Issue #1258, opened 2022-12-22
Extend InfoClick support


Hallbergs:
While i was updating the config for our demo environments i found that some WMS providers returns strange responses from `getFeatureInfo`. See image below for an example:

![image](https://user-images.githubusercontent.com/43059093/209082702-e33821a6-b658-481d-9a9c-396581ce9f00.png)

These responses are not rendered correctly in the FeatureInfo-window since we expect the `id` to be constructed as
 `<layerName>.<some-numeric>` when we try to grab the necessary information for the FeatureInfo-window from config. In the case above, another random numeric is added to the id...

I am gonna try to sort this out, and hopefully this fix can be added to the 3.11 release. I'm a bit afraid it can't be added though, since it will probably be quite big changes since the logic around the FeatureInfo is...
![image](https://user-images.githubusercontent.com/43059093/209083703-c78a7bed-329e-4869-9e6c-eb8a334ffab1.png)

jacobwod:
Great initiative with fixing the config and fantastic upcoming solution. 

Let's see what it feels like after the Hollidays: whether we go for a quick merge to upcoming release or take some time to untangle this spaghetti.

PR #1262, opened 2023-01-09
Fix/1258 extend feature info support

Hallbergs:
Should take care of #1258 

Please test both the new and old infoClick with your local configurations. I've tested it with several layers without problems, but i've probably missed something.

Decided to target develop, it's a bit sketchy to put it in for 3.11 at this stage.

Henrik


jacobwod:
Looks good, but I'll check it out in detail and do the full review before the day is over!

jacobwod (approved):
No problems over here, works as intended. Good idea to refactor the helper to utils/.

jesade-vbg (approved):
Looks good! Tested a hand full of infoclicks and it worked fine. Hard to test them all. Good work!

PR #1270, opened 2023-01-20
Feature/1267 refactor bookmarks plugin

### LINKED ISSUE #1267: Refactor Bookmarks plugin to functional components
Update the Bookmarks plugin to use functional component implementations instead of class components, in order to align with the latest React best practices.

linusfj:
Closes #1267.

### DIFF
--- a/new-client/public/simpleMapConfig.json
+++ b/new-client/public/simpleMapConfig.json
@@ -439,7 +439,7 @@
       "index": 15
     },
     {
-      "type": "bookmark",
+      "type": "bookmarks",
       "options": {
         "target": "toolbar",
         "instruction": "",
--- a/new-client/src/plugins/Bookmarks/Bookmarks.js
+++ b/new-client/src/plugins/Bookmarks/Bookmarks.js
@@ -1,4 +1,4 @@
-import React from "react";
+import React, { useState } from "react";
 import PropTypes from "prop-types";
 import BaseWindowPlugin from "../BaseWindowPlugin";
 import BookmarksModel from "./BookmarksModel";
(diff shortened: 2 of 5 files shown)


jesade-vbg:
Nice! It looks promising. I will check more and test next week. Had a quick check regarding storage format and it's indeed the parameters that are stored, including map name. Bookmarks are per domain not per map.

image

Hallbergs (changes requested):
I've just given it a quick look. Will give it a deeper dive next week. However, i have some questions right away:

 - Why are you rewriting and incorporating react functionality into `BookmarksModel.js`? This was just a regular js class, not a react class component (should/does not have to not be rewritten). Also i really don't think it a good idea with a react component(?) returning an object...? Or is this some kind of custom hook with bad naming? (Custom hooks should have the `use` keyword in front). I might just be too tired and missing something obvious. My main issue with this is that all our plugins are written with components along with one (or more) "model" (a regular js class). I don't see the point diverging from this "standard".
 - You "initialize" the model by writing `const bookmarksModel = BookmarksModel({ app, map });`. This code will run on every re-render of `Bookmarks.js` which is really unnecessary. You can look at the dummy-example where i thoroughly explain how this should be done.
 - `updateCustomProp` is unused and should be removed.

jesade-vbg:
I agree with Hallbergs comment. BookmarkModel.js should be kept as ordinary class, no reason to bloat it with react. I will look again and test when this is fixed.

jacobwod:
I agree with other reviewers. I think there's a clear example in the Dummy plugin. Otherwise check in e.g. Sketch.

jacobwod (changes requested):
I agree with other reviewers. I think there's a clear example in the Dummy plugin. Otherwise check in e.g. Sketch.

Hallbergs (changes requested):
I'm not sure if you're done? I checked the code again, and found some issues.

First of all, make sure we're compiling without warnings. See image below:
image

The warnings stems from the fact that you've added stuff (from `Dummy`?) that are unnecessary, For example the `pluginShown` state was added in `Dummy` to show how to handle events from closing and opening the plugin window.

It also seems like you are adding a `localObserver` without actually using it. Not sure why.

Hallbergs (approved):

Your objective: Up to and including the line with "Looks good, but", please return the records exactly, beginning from their first line.

Response:
Issue #1258, opened 2022-12-22
Extend InfoClick support


Hallbergs:
While i was updating the config for our demo environments i found that some WMS providers returns strange responses from `getFeatureInfo`. See image below for an example:

![image](https://user-images.githubusercontent.com/43059093/209082702-e33821a6-b658-481d-9a9c-396581ce9f00.png)

These responses are not rendered correctly in the FeatureInfo-window since we expect the `id` to be constructed as
 `<layerName>.<some-numeric>` when we try to grab the necessary information for the FeatureInfo-window from config. In the case above, another random numeric is added to the id...

I am gonna try to sort this out, and hopefully this fix can be added to the 3.11 release. I'm a bit afraid it can't be added though, since it will probably be quite big changes since the logic around the FeatureInfo is...
![image](https://user-images.githubusercontent.com/43059093/209083703-c78a7bed-329e-4869-9e6c-eb8a334ffab1.png)

jacobwod:
Great initiative with fixing the config and fantastic upcoming solution. 

Let's see what it feels like after the Hollidays: whether we go for a quick merge to upcoming release or take some time to untangle this spaghetti.

PR #1262, opened 2023-01-09
Fix/1258 extend feature info support

Hallbergs:
Should take care of #1258 

Please test both the new and old infoClick with your local configurations. I've tested it with several layers without problems, but i've probably missed something.

Decided to target develop, it's a bit sketchy to put it in for 3.11 at this stage.

Henrik


jacobwod:
Looks good, but I'll check it out in detail and do the full review before the day is over!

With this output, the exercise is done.